One example stands out to Dougherty of how the clinic helps change lives for the better through community support. The clinic has been partnering with Free Hearts, a Nashville-based organization founded to help restore voting rights to incarcerated and formerly incarcerated individuals. Dougherty had the opportunity to attend a Free Hearts community gathering in Nashville and hear powerful stories of the work’s impact.

“Prior to coming here, I had no idea that 1 in 12 people in Tennessee are not able to vote because of a felony conviction,” she says. “The first week I joined the clinic, I saw the clinic represent a man from Knoxville who had his full civil rights restored after losing them over twenty years ago for a drug offense. I was moved to see how significant the restoration was to him and his family.”

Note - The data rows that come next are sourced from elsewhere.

PR #301, opened 2023-05-25
Pass tests with alternative FORK_URL

restlessronin:
@hensha256 I had trouble getting the tests working, apparently because my Infura account doesn't support archive nodes. I had to use the FORK_URL environment variable to set an alchemy url.

This worked for `forge test` but not `hardhat test`. I had to change a couple of places in the code where an Infura url was hardcoded as the fork url.

After these changes, all the tests work perfectly, both forge and hardhat.

### DIFF
--- a/.env.example
+++ b/.env.example
@@ -1,1 +1,2 @@
 INFURA_API_KEY=
+FORK_URL=https://mainnet.infura.io/v3/${INFURA_API_KEY}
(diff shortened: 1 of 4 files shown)


restlessronin:
@hensha256 also added the FORK_URL to the sample .env file so new users know it's there

PR #314, opened 2023-08-24
feat: add new v2 deployments

marktoda:
V2 was deployed on more chains, this commit adds them to deploy
parameters for those chains


hensha256 (approved):
Missing polygon? Otherwise lgtm

PR #323, opened 2023-10-11
feat: add a Gnosis Chain deployment config

filoozom:
I'm not exactly sure what the two `InitCodeHash` variables are about. I see that `pairInitCodeHash` is not set for the testnets but that all mainnet ones are set to `0x96e8ac4277198ff8b6f785478aa9a39f403cb768dd02cbee326c3e7da348845f`, so I'm presuming that this is also the value we should use?

### DIFF
--- a/script/deployParameters/DeployGnosis.s.sol
+++ b/script/deployParameters/DeployGnosis.s.sol
@@ -1,0 +1,36 @@
+// SPDX-License-Identifier: UNLICENSED
+pragma solidity ^0.8.15;
+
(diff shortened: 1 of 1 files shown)


filoozom:
We ended up deploying the contracts ourselves:
- Permit2: `0x80Ca57cAEFd5404be92710CE56Ef3b224dbF93E7`
- Unsupported protocol: `0xA174C4bb18b36B446C46d41E33a107B83686e92D`
- Universal router: `0xAe4b19d028C6FeF6Ba808454aDe47898B990b028`

PR #348, opened 2024-06-04
first pass

hensha256:
Remove NFT protocols to prepare for a new version that supports uniswap v2, v3 and v4


contracts/UniversalRouter.sol
```diff
@@ -79,6 +60,6 @@ contract UniversalRouter is IUniversalRouter, Dispatcher, RewardsCollector {
         return command & Commands.FLAG_ALLOW_REVERT == 0;
     }
 
-    /// @notice To receive ETH from WETH and NFT protocols
+    /// @notice To receive ETH from WETH protocols
```
ewilz, line 63: I think we can finally add this in now? 
```
require(msg.sender == WETH9, 'Not WETH9');
```

ewilz: that's been a huge thorn in our side

test/integration-tests/UniversalRouter.test.ts
```diff
@@ -149,225 +117,37 @@ describe('UniversalRouter', () => {
...
-        planner.addCommand(CommandType.SEAPORT_V1_4, [seaportValue, invalidSeaportCalldata], true)
-        const { commands, inputs } = planner
-
-        const miladyBalanceBefore = await miladyContract.balanceOf(alice.address)
-        await router['execute(bytes,bytes[],uint256)'](commands, inputs, DEADLINE, { value })
-        const miladyBalanceAfter = await miladyContract.balanceOf(alice.address)
-        expect(miladyBalanceAfter.sub(miladyBalanceBefore)).to.eq(numMiladys)
-      })
-    })
+    it('reverts if no commands are allowed to revert')
```
ewilz, line 150: unrun test cases?

contracts/UniversalRouter.sol
ewilz: we'll probably need to check that it's either WETH or v4 PoolManager

contracts/modules/Payments.sol
```diff
@@ -37,21 +35,6 @@ abstract contract Payments is PaymentsImmutables {
         }
     }
 
-    /// @notice Approves a protocol to spend ERC20s in the router
-    /// @param token The token to approve
-    /// @param spender Which protocol to approve
-    function approveERC20(ERC20 token, Spenders spender) internal {
```
ewilz, line 43: cool

ewilz (changes requested):
can we add that `receive() external payable {}` change???

test/integration-tests/UniversalRouter.test.ts
hensha256: yeeah need to completely rewrite them as they were all written for NFTs

PR #354, opened 2024-06-14
Reentrancy guard transient

hensha256:


test/integration-tests/gas-tests/__snapshots__/UniversalVSSwapRouter.gas.test.ts.snap
dianakocsis, line 1: 😍

contracts/libraries/Locker.sol
```diff
@@ -0,0 +1,21 @@
...
+
+/// @notice This is a temporary library that allows us to use transient storage (tstore/tload)
+/// TODO: This library can be deleted when we have the transient keyword support in solidity.
+library Locker {
+    // The slot holding the locker state, transiently. bytes32(uint256(keccak256("LockedBy")) - 1)
+    bytes32 constant LOCKED_BY_SLOT = 0x0aedd6bde10e3aa2adec092b02a3e3e805795516cda41f27aa145b8f300af87a;
+
+    function set(address locker) internal {
+        assembly {
+            tstore(LOCKED_BY_SLOT, locker)
```
dianakocsis, line 12: clear the upper bytes of the address?
`tstore(LOCKED_BY_SLOT, and(locker, 0xffffffffffffffffffffffffffffffffffffffff))`
can these also be made memory safe?

test/foundry-tests/Locker.t.sol
```diff
@@ -0,0 +1,24 @@
...
+
+        Locker.set(locker2);
+        assertEq(Locker.get(), locker2);
+
+        Locker.set(locker3);
+        assertEq(Locker.get(), locker3);
+
+        Locker.set(address(0));
+        assertEq(Locker.get(), address(0));
+    }
```
dianakocsis, line 23: maybe add another test to make sure the slot is correct

contracts/base/LockAndMsgSender.sol
```diff
@@ -2,19 +2,17 @@
 pragma solidity ^0.8.24;
 
 import {Constants} from '../libraries/Constants.sol';
+import {Locker} from '../libraries/Locker.sol';
 
 contract LockAndMsgSender {
```
dianakocsis, line 7: this contract seems a little silly lol

contracts/libraries/Locker.sol
hensha256: grrrrl ur amazing

contracts/base/LockAndMsgSender.sol
hensha256: It definitely is 😂 honestly i think the `map` function doesnt belong here... feels like the lock and the msg.sender logic should be separated

hensha256: ok i've moved `map` to the main dispatcher file because it doesnt feel like it belongs in the lock. And added a _msgSender function to make the lock msg.sender logic clearer

package.json
```diff
@@ -61,12 +61,12 @@
...
+    "compile": "hardhat compile && forge build",
+    "test:hardhat": "yarn compile && hardhat test",
     "test:gas": "UPDATE_SNAPSHOT=1 yarn test --grep gas",
-    "test:all": "UPDATE_SNAPSHOT=1 yarn test",
+    "test:all": "UPDATE_SNAPSHOT=1 yarn test:hardhat && forge test --isolate",
     "prettier:fix": "prettier --write '**/*.ts' && prettier --write '**/*.json'",
-    "lint:fix": "yarn prettier:fix && forge fmt",
-    "prettier": "prettier --check '**/*.ts' && forge fmt --check"
+    "lint": "yarn prettier:fix && forge fmt",
+    "lint:check": "prettier --check '**/*.ts' && forge fmt --check"
```
hensha256, line 70: renamed some commands here
`yarn test:all` wasnt running all the tests... only hardhat. So now `yarn test:hardhat` runs hardhat, and `yarn test:all` runs both
`yarn lint` should just fix everything locally both javascript and solidity then`yarn lint:check` can run the reverting commands which have to be run in CI

.github/workflows/lint.yml
```diff
@@ -40,4 +40,4 @@ jobs:
         id: build
 
       - name: Run linter
-        run: yarn run prettier
```
snreynolds, line 43: was this broken before?

contracts/base/LockAndMsgSender.sol
```diff
@@ -1,35 +1,27 @@
...
-        if (recipient == Constants.MSG_SENDER) {
-            return lockedBy;
-        } else if (recipient == Constants.ADDRESS_THIS) {
-            return address(this);
-        } else {
-            return recipient;
-        }
+    /// @notice Function to be used instead of msg.sender, as the contract performs self-reentrancy and at
+    /// times msg.sender == address(this). Instead _msgSender() returns the initiator of the lock
+    function _msgSender() internal view returns (address) {
```
snreynolds, line 24: I think this will have to override the _msgSender() in BaseActionsRouter..

snreynolds: when you add the v4 swap lib

contracts/base/LockAndMsgSender.sol
```diff
@@ -1,35 +1,27 @@
...
-import {Constants} from '../libraries/Constants.sol';
+import {Locker} from '../libraries/Locker.sol';
 
 contract LockAndMsgSender {
     error ContractLocked();
 
-    address internal constant NOT_LOCKED_FLAG = address(1);
-    address internal lockedBy = NOT_LOCKED_FLAG;
-
+    /// @notice Modifier enforcing a reentrancy lock that allows self-reentrancy
```
snreynolds, line 9: Can an external party that is not msg.sender trigger self reentrancy?

contracts/base/LockAndMsgSender.sol
```diff
@@ -1,35 +1,27 @@
...
     modifier isNotLocked() {
+        // The contract is allowed to reenter itself to perform EXECUTE_SUB_PLAN commands
```
snreynolds, line 11: tbh I'm not really sure what this means/what is the motivation for this comment

contracts/base/LockAndMsgSender.sol
hensha256: yeah it will, or maybe theyll both have to be overriden by 1 implementing function. Not 100% sure yet until i pull in v4 and see what compiles LOL

contracts/base/LockAndMsgSender.sol
hensha256: no theres only 1 entry point to the contract so once its locked only the locker has control

.github/workflows/lint.yml
hensha256: no just renamed it because its running both `forge fmt` and `prettier` so the name `lint` makes more sense than `prettier`

contracts/base/LockAndMsgSender.sol
hensha256: Just trying to explain the modifier because it performs no checks in the case where `msg.sender == address(this)`. I'll rewrite it a bit

snreynolds (approved):

contracts/libraries/Locker.sol
dianakocsis: so if its msg.sender, the upper bytes can never be dirty?

contracts/base/LockAndMsgSender.sol
dianakocsis: great!

PR #6, opened 2026-07-16
feat: real console backend — parsers, harness, ports/REST, GraphQL reads, metering, content

senamakel:
## Summary

Makes every operator-console surface real: swaps each seam from *client-only sample* to a live backend, and replaces the out-of-process OpenHuman JSON-RPC seam with **openhuman embedded as a library**. Implements the full plan in [`docs/plans/`](docs/plans/README.md) — server-side workstreams WS1–WS6, WS8, plus the GraphQL read plane (WS2), metering (WS5), and the docs updates (WS9).

Bundled as one PR at the maintainer's request; internally it is 35 commit-sized, conventional-prefixed slices.

## What's included

| WS | Delivered |
|---|---|
| **WS1** | Company parsers — workflow TOML, `SKILL.md` frontmatter, workspace walker + wikilinks, shared skills registry; content-validation walk over `companies/*` + `skills/*`. |
| **WS4** | Embedded openhuman harness under the new `openhuman` feature — `HarnessPool`, hosted/mock provider, `OcMemory` adapter, approval bridge, cost hook, `AgentReply` event. Default build stays offline/echo-brained. |
| **WS6** | OAuth / DNS / SMTP connection surfaces + inbox ingest; secrets confined to `SecretStore` (status-only responses); feature-gated networked impls (`dns`/`smtp`/`oauth`). |
| **WS3** | Six console-surface ports (Task / Workspace / Fact / Usage / SkillState / Inbox) × fs / sqlite / mongodb + conformance suite; `src/server/ops/` REST write plane (dual-scoped); idempotent workspace/skills seeding. |
| **WS8** | ~12-skill shared library + starter skills/workflow/workspace for all 18 previously-bare company templates. |
| **WS5** | Metering — pure `bucket_usage` / `finances_from` projections + 90-day usage retention/eviction across all backends. |
| **WS2** | GraphQL read plane — `graphql.rs` → module tree, `Company` aggregation root (async handle), schema built once at startup, `GqlAuth` context (shared `resolve_claims`), SDL snapshot test. |
| **WS9** | `docs/spec/*`, `docs/modules/*`, and `frontend/ARCHITECTURE.md` updated to match what shipped. |

## Known partial (tracked upstream)

[...]

PR #7, opened 2026-07-16
fix: address #6 review findings (P1 credential-route authz + serve-path resolution)

senamakel:
## Summary

Follow-up to #6. The Codex review on #6 raised 1 P1 + 5 P2 findings; the fixes for them were pushed to the branch **after** #6 was merged (merge captured `b086a12`, the CI fix, not the review fixes), so they did not land in `main`. This PR carries exactly those three fix commits.

**`main` currently contains a P1 cross-tenant authorization bug** (the WS6 credential routes still use bare `OperatorAuth`) — this PR closes it.

## Commits

- `fix(ops): platform-scope credential routes` — **P1.** WS6 by-id `domain`/`smtp`/`connections` routes were guarded only by `OperatorAuth` + `resolve(&state, &id)`, so in `platform_auth` mode a tenant token could act on another tenant's company by choosing its id. Migrated them to the WS3 `scoped()` + `ScopedCompany` extractor (`PlatformOrOperatorAuth` + `authorize_address`; single-company alias uses `OperatorAuth` + `registry.sole()`). Added `credential_route_rejects_foreign_tenant` (foreign tenant → 403). HMAC inbox ingest left as-is (per-company signed secret already gates cross-tenant use).
- `fix(ops): allow moving workspace nodes to root` — **P2.** `WorkspaceStore::rename_move` parent widened to `Option<Option<&str>>` (`None` = unchanged, `Some(None)` = detach to root, `Some(Some(id))` = reparent) across trait + fs/sqlite/mongodb; PATCH `parentId` uses a `double_option` deserializer so omitted vs explicit `null` are distinct. Conformance + HTTP tests added.
- `fix(runtime,graphql): resolve skills/workflows from company source dir` — **P2 ×4.** `register_company` now calls `with_seed_dir` (serve-path workspace seeding); a new `CompanyRuntime::source_dir() -> Option<&Path>` seam makes `Company.skills`, `Company.workflow`/`workflows`, and `skillRegistry` read the real `companies/<name>/{skills,workflows}` + repo-level `skills/`. Platform-provisioned companies (no source dir) degrade to manifest-derived/empty — no behavior change there.

## Verification (all green)

```
cargo fmt --all -- --check            # clean
cargo clippy --all-targets -- -D warnings   # clean
cargo test                            # 359 passed
cargo test --features sqlite          # 375 passed
cargo check --features mongodb        # ok
cargo check --features openhuman      # ok
cargo test --lib content              # 5/5
```

### DIFF
--- a/src/app/types.rs
+++ b/src/app/types.rs
@@ -126,6 +126,10 @@ pub struct AppState {
     /// selected (`OPENCOMPANY_STORAGE`). Provisioning injects these into each
     /// new company's builder; `None` means fs defaults.
     stores: Option<crate::store::StorageHandles>,
+    /// The repo-level shared skill library directory (`skills/`), set on the
+    /// serve path. `None` in platform-provisioned mode (no repo checkout), where
+    /// the `skillRegistry` query degrades to empty.
+    skills_root: Option<std::path::PathBuf>,
     /// Cache of the repo-level shared skill registry (`skills/*/SKILL.md`).
     /// Populated on first read via [`AppState::skill_registry`]; never
     /// invalidated because the repo's skill library is immutable at runtime.
@@ -163,6 +167,7 @@ impl AppState {
             home: std::path::PathBuf::from("."),
             ownership: Arc::new(RwLock::new(HashMap::new())),
             stores: None,
+            skills_root: None,
             skill_registry: Arc::new(OnceLock::new()),
             schema: crate::server::graphql::build_schema(),
             connections: crate::server::ops::ConnectionsRuntime::new(),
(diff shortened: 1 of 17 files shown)


senamakel:
Good catch — fixed in `44e1bd9`. `--company` accepts either the company directory or the manifest file inside it; the source-dir wiring recorded the file path directly, so seeding and the skill/workflow/registry resolvers looked under `company.toml/…`. Added a `company_source_dir()` helper that normalizes a manifest-file argument to its parent company directory, applied at both the `with_seed_dir` call and the `skillRegistry` root derivation (which was off by one level for the file form), plus a unit test and a `register_company` test that passes the file path and asserts the workspace still seeds. Gate green.

PR #43, opened 2026-07-22
fix(store): write each JSONL record as one atomic append

YellowSnnowmann:
## Summary

Hardens `append_line` (`src/store/fs.rs`) against a JSONL corruption that surfaces as a `serde_json` **"trailing characters"** parse error — the failure seen intermittently in `store::fs::test::conformance_export_totality` (which flaked #39's CI, unrelated to that PR's code).

**Root cause:** `append_line` wrote the record body and its `\n` as **two separate `write_all` calls**. The per-path locks that serialize appends (`PathLocks`) are **per store instance**, not process-global, so any concurrent append not covered by one instance's lock can interleave the two writes as `{a}{b}\n\n` — two JSON objects on one physical line — which `read_jsonl` then fails to parse.

**Fix:** build `line + "\n"` in one buffer and write it with a single `write_all`, so the whole record is one atomic `O_APPEND` write.

**Proof:** a new test appends 64 records concurrently and asserts each round-trips as its own line. It fails **20/20** runs with the two-write form and passes deterministically with the single write.

### Honesty note
`conformance_export_totality` cleared on a plain CI re-run, so I could not tie the specific flake to this with 100% certainty. But the two-write interleave is a **confirmed, reproducible** atomicity bug (the 20/20 test), and single-atomic-append is correct regardless of the exact trigger. Framed as a proper fix, not a guess. A follow-up could make `PathLocks` process-global (shared across store instances) to close the cross-instance gap entirely.

## API Or Behavior Changes

None (internal helper; same on-disk format).

## Tests

- [x] `cargo test` — 484 passed (+1 new `concurrent_appends_stay_one_record_per_line`)

## Documentation

Doc comment on `append_line` explains the single-write invariant and the interleave it prevents.

## Summary by CodeRabbit

* **Bug Fixes**
  * Improved concurrent appends to JSONL files, preventing records from being merged or corrupted.
  * Ensured each appended record remains on its own complete line, even when multiple writes occur simultaneously.

* **Tests**
  * Added coverage verifying that concurrent appends are preserved accurately and can be read back successfully.

### DIFF
--- a/src/store/fs.rs
+++ b/src/store/fs.rs
@@ -58,6 +58,12 @@ impl PathLocks {
 }
 
 /// Appends one line (a `\n` is added) to `path`, creating the file if absent.
+///
+/// The line and its terminating newline are written in a **single** `write_all`
+/// so the whole record lands as one `O_APPEND` write. Splitting it into two
+/// writes let concurrent appends to the same JSONL file interleave as
+/// `{a}{b}\n\n` — two JSON objects on one physical line — which surfaces later as
+/// a `serde_json` "trailing characters" parse error in [`read_jsonl`].
 pub(crate) async fn append_line(path: &Path, line: &str) -> Result<()> {
     let mut file = tokio::fs::OpenOptions::new()
         .create(true)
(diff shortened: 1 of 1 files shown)


YellowSnnowmann:
@coderabbitai review

Issue #36, opened 2026-07-22
Memory system integration with OpenHuman + per-instance workspace folder with Docker and disk configuration


Al629176:
## Summary

Two tightly coupled tasks:

1. **Memory integration** — wire OpenCompany's memory system to OpenHuman so each company instance shares, reads from, and writes to a persistent memory store that the OpenHuman orchestration layer can use for decision-making.
2. **Workspace + Docker** — configure a per-instance workspace folder for each OpenCompany tenant and provision Docker + disk space correctly so the workspace is usable (mounted, size-bounded, and persisted across restarts).

---

### Current state

OpenCompany has a file-based store (`src/store/Memory`, `src/store/Context`, `src/store/EventLog`) scoped per company instance. OpenHuman has its own Brain/Memory system (vector store, memory tree, Data Sync pipeline). These two memory layers are currently disconnected — a company agent running inside OpenCompany cannot read from or write to the OpenHuman memory graph, and vice versa.

### Goal

A company agent operating inside OpenCompany should have the same memory capabilities as an agent in OpenHuman: compounding knowledge base, semantic retrieval, entity extraction, and memory-informed decision-making. The OpenHuman memory layer is the canonical implementation — OpenCompany should integrate against it rather than duplicate it.

### Integration design

```
OpenCompany CompanyRuntime
        │
        ▼
Memory Adapter (new)
        │
        ├─── Local path (file-based): reads src/store/Memory directly
        │    (no OpenHuman process; lightweight; used when OH runtime not embedded)
        │
        └─── OpenHuman embedded runtime path (see #26):
             reads/writes OpenHuman Brain via internal IPC or shared store path
```

**Memory adapter interface:**

```rust
trait MemoryAdapter {
    fn store(&self, tenant_id: &str, chunk: MemoryChunk) -> Result<()>;
    fn retrieve(&self, tenant_id: &str, query: &str, top_k: usize) -> Result<Vec<MemoryChunk>>;
    fn list_sources(&self, tenant_id: &str) -> Result<Vec<MemorySource>>;
}
```

Implementations:
- `FileMemoryAdapter` — reads/writes `workspace/<tenant>/memory/` directly (standalone mode)
- `OpenHumanMemoryAdapter` — delegates to embedded OpenHuman Brain via shared SQLite or IPC socket (embedded mode)

### What gets stored in memory

Per company instance, memory should accumulate:
- Inbound emails (from inbox pod — #22) summarised and stored as memory chunks
[...]

PR #44, opened 2026-07-22
feat(harness): intrinsic memory tools on embedded agents (#36 Phase 2)

YellowSnnowmann:
## Summary

`build_agent` passed an **empty tool vector** to `AgentBuilder`, so embedded company agents could converse but not act (Phase 2 of the openhuman↔opencompany wiring). This gives every agent the **intrinsic memory tools** — `memory_store` and `memory_recall` — over its own `OcMemory`.

- An agent can now **deliberately** save and look up facts, on top of the **automatic** retrieve→inject→store loop (#39). Both go through the same `ContextStore` the loop and the `OPENCOMPANY_MEMORY` overlay (#37) use, so deliberate and automatic memory share one store.
- These are **intrinsic and tenant-isolated** (an agent's memory is its company's `ContextStore`), so they're granted to every agent rather than gated on the manifest `[tools]` allow-list.

### Scope / why memory-only first
- **External/integration tools** (`web.*`, `docs.*`, file, shell) are *not* wired here: the manifest grant vocabulary (`web.*`/`docs.*`) doesn't map to openhuman's tool names, and file/shell tools need a `SecurityPolicy` + `RuntimeAdapter` sandbox not yet in `HarnessDeps`. That grant→tool bridge + sandbox is a tracked follow-up; the builder extends the same vector.
- **`MemoryForgetTool` excluded**: `OcMemory`'s append-only `ContextStore` cannot delete, so a forget tool would silently no-op.

## API Or Behavior Changes

- Behavior: embedded agents now expose `memory_store`/`memory_recall` tools. Feature-gated to `openhuman`; the default (echo) build is unchanged.
- No public API added.

## Tests

- [x] `cargo clippy` — CI (default features) clean; no findings in opencompany `src`. (The vendored `tinyagents` lint only appears under `--features openhuman` clippy, which CI does not run.)
- [x] `cargo test --features openhuman` — **549 passed**, incl. a new test asserting the tool surface and all existing agent/chat tests.

## Documentation

Module docs on `build_agent`/`memory_tools` explain the intrinsic-vs-granted split and the excluded forget tool.

## Summary by CodeRabbit

* **New Features**
  * Embedded agents now have built-in memory capabilities, allowing them to store and recall information within their assigned context.
  * Memory tools are available by default, while external and integration tools remain controlled through configuration.

* **Documentation**
  * Updated agent configuration guidance to describe the default memory tools and external tool access controls.

* **Tests**
  * Added coverage confirming the built-in memory tools are available.

### DIFF
--- a/src/harness/build.rs
+++ b/src/harness/build.rs
@@ -2,13 +2,13 @@
 //!
 //! [`build_agent`] turns one roster entry into a ready-to-run openhuman
 //! [`Agent`], injecting the harness's provider, the [`OcMemory`] adapter, the
-//! [`ApprovalPolicy`] tool policy, and a workspace directory. It is deliberately
-//! minimal for v1:
+//! [`ApprovalPolicy`] tool policy, and a workspace directory.
 //!
-//! * **Tools** start empty. The manifest `tools ∩ agent.tools` intersection and
-//!   the port-backed tool surface are ported from the legacy
-//!   `src/openhuman/tools.rs` in a follow-up (WS4 subtask, tracked seam) — the
-//!   builder accepts the vector so wiring them in is a one-line change.
+//! * **Tools**: every agent gets the intrinsic [`memory_tools`] (`memory_store`
+//!   + `memory_recall`) over its own company memory. External/integration tools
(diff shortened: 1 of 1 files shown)


YellowSnnowmann:
@coderabbitai review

Through the Legal Clinic, law students gain real-world legal experience by working directly in the community representing clients in criminal, juvenile, and civil cases, petitioning for orders of protection, creating businesses and nonprofit organizations, expunging charges, and mediating disputes. Dougherty says it is incredible seeing students engaged in such meaningful work. “I love the students!” she says. “I’ve loved watching them grow over the semester and show such strong commitment to their clients.”

Program Benefits

As she watches the students grow, Dougherty is also expanding her own practical experience into areas beyond juvenile rights, and into the teaching realm as well.

With Dougherty’s fellowship, the clinic gained a practitioner who can help increase the clinic’s case load and work with more student attorneys, allowing the program to increase enrollment and training. This meets a real need given the fact that there is often a waitlist for the Advocacy Clinic.

Radice, who also teaches with Dougherty in the Advocacy Clinic, says she appreciates how Dougherty has benefitted the program since her arrival.

“Tyler has brought amazing expertise and energy to the clinic,” Radice says. “She is helping our students see their advocacy in different ways and introducing different types of cases to Advocacy Clinic’s docket.” Given the generous financial support of alumni and friends, the Legal Clinic’s campaign is making meaningful progress towards achieving the $5 million endowment goal necessary to sustain these critically important Fellowships.